We will be presenting the Advanced Sound Quality Seminar in the Houston area on Sat/Sun, July 18, 19. 

Anyone interested in attending, please call or e-mail me as soon as possible. (918-810-2535, [email protected]). I can send you complete information, location map, driving directions, schedules, outlines, pricing, etc. 

You can also check out the other threads related to the Advanced SQ Seminar in this forum. You'll find the complete outline, and there have been soem really good discussions on them that can give you a good feel for what we do.

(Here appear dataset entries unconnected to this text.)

PR #9227, opened 2026-02-24
android: Make V8 optimize-for-size configurable

sherryzy:
The V8 --optimize-for-size flag is now configurable via a new Java switch
on Android. Previously, this flag was either hardcoded in some Cobalt
paths or applied based on Chromium's low-end device detection.

This change introduces JavaSwitches.DISABLE_V8_OPTIMIZE_FOR_SIZE to
allow disabling the flag, which is enabled by default. This provides
more granular control over V8 memory optimization settings, enabling
targeted testing and tuning for Cobalt on Android devices. The original
Chromium-side low-end device check for this flag is now bypassed for
Cobalt builds.

Bug: 477317552

### DIFF
--- a/cobalt/android/apk/app/src/main/java/dev/cobalt/coat/CommandLineOverrideHelper.java
+++ b/cobalt/android/apk/app/src/main/java/dev/cobalt/coat/CommandLineOverrideHelper.java
@@ -67,9 +67,6 @@ public final class CommandLineOverrideHelper {
     public static StringJoiner getDefaultJsFlagOverridesList() {
         StringJoiner paramOverrides = new StringJoiner(",");
 
-        // Trades a little V8 performance for significant memory savings.
-        paramOverrides.add("--optimize-for-size");
-
         return paramOverrides;
     }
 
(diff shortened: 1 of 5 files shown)


cobalt/android/apk/app/src/main/java/dev/cobalt/coat/CommandLineOverrideHelper.java
```diff
@@ -64,15 +64,6 @@ public static List<String> getDefaultCommandLineOverridesList() {
         return paramOverrides;
     }
 
-    public static StringJoiner getDefaultJsFlagOverridesList() {
```
borongc, line 67: keep the helper function, just remove L70-71.

cobalt/android/apk/app/src/main/java/dev/cobalt/util/JavaSwitches.java
```diff
@@ -38,6 +38,9 @@ public class JavaSwitches {
   /** V8 flag to enable write protection for code memory. Value type: Boolean (presence means true) */
   public static final String V8_WRITE_PROTECT_CODE_MEMORY = "V8WriteProtectCodeMemory";
 
+  /** V8 flag to disable optimize for size. Value type: Boolean (presence means true) */
+  public static final String DISABLE_V8_OPTIMIZE_FOR_SIZE = "DisableV8OptimizeForSize";
```
borongc: probably nit: should this be `V8_DISABLE_OPTIMIZE_FOR_SIZE`?

content/renderer/render_process_impl.cc
```diff
@@ -131,10 +131,15 @@ RenderProcessImpl::RenderProcessImpl()
   }
 #endif  // BUILDFLAG(DCHECK_IS_CONFIGURABLE)
 
+  // In Cobalt, the --optimize-for-size flag is managed through Cobalt's own
+  // configuration system (e.g., JavaSwitches on Android), allowing for
+  // more granular control and experimentation.
+#if !BUILDFLAG(IS_COBALT)
```
borongc, line 137: If this is the case, the experiments may have multiple arms for both flags (low-end-device-mode and optimize-for-size).

cobalt/android/apk/app/src/main/java/dev/cobalt/util/JavaSwitches.java
```diff
@@ -112,6 +115,10 @@ public static List<String> getExtraCommandLineArgs(Map<String, String> javaSwitc
               + javaSwitches.get(JavaSwitches.V8_MAX_SEMI_SPACE_SIZE).replaceAll("[^0-9]", ""));
     }
 
+    if (!javaSwitches.containsKey(JavaSwitches.V8_DISABLE_OPTIMIZE_FOR_SIZE)) {
+      extraCommandLineArgs.add("--js-flags=--optimize-for-size");
```
johnxwork, line 119: This will conflict with the other `--js-flags=...` specified through CommandLineOverrideHelper. V8 will only respect the last `--js-flags` arg

sherryzy: I'm unsure I understand. In this javaswitches, it will add a few --js-flags flags, and in that CommandLineOverrideHelper, it will process these command and merge them into one --js-flags and pass them all to V8? What other --js-flags will have conflict with this one?

johnxwork: My mistake. There will only be one `--js-flags`

johnxwork (approved):

PR #9231, opened 2026-02-24
android: use l1 drm system when secure pipeline is required

jasonzhangxx:
Use widevine l1 instead of l3, which is necessary to create secure pipeline, so that secured MediaCodec can be created properly.

Bug: 485905052

### DIFF
--- a/starboard/android/shared/video_decoder.cc
+++ b/starboard/android/shared/video_decoder.cc
@@ -418,8 +418,10 @@ MediaCodecVideoDecoder::MediaCodecVideoDecoder(
   if (force_secure_pipeline_under_tunnel_mode) {
     SB_DCHECK_NE(tunnel_mode_audio_session_id_, -1);
     SB_DCHECK(!drm_system_);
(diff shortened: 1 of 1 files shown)


starboard/android/shared/video_decoder.cc
```diff
@@ -419,7 +419,7 @@ MediaCodecVideoDecoder::MediaCodecVideoDecoder(
     SB_DCHECK_NE(tunnel_mode_audio_session_id_, -1);
     SB_DCHECK(!drm_system_);
     drm_system_to_enforce_tunnel_mode_ = std::make_unique<DrmSystem>(
```
kjyoun, line 423: Isn't it to better to add comment about why we we should select L1 for tunnel mode
It would help why we choose L1.

```
// To create secure pipeline for tunnel mode, we should use L1("com.widevine.alpha")
```

jasonzhangxx: Done

PR #9245, opened 2026-02-25
tvOS: Remove starboard/darwin

rakuco:
This directory came from C25 and is not used by anything. Most of its contents are either outdated or have more up-to-date counterparts in starboard/tvos with the exception of launcher.py and tvos_launcher.py, which have been moved to starboard/tvos in case they are useful in the future.

Bug: 459507205


rakuco:

fayev-g (approved):

PR #9246, opened 2026-02-25
tvOS: Remove vpx_loop_filter_manager.*

rakuco:
These files were needed by vpx_video_decoder.*, which were removed in #8336 because they were only used in decode to texture mode.

Bug: 459507205
Bug: 447334535


rakuco:

PR #9248, opened 2026-02-25
tvos: Update VP9 header include path

abhijeetk:
Update the include and source paths for VP9 hardware accelerated video
sample buffer builder files within the tvOS Starboard component. This
change synchronizes the paths with recent internal submodule directory
structure updates. It resolves a compilation error in the internal
build pipeline by pointing to the correct locations.

This syncs changes from PR #9029 with the updated VP9 header include
paths introduced in PR #8867. 

Bug: 460479616
Bug: 487326366

### DIFF
--- a/starboard/tvos/shared/BUILD.gn
+++ b/starboard/tvos/shared/BUILD.gn
@@ -156,12 +156,9 @@ static_library("starboard_platform") {
   ]
 
   if (is_internal_build) {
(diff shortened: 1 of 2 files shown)


abhijeetk:

rakuco (commented):
informal lgtm from my side

as a side note, we should probably drop the `uikit/` part from the internal files too

abhijeetk:
@fayev-g Just a friendly reminder !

Yes... I know... This is last minute... But we couldn't get a good room to present in until a few days ago. But, Rick Paul at Fry's Electronics helped coordinate using their training room, which is acoustically excellent, has theater seating, and plenty of room to set up all the experiments and demonstrations.

Thanks!


Mark Eldridge
Mobile Soundstage Engineering
[email protected]
(918) 810-2535


----------



## doitor (Aug 16, 2007)

Shopping trip for my wife coming soon.
I'm really interested.
I went to the one in DFW and it was amazing.
The best investment I've made.
I would love to take it again.

J.


----------



## ///Audience (Jan 31, 2007)

email sent! i was just reading the other thread on this, wishing yall would do one in Tejas


----------



## doitor (Aug 16, 2007)

BassBaller5 said:


> email sent! i was just reading the other thread on this, wishing yall would do one in Tejas


You are to young to go.
At least that what it says under your avatar.
LOL.

J.


----------



## Neon (Jul 7, 2009)

Thank you!


----------



## ///Audience (Jan 31, 2007)

doitor said:


> You are to young to go.
> At least that what it says under your avatar.
> LOL.
> 
> J.


dont be hating on the infants! Are you looking at going to this one too?


----------



## doitor (Aug 16, 2007)

BassBaller5 said:


> dont be hating on the infants! Are you looking at going to this one too?


Yes.
Check post #2.

J.


----------



## drtool (Nov 26, 2007)

Like Doitor said the best money you will ever spend in car audio. And about the only thing you can buy and not have to sell it at a loss.But it will keep the former at a minimun. Thumbs up.


----------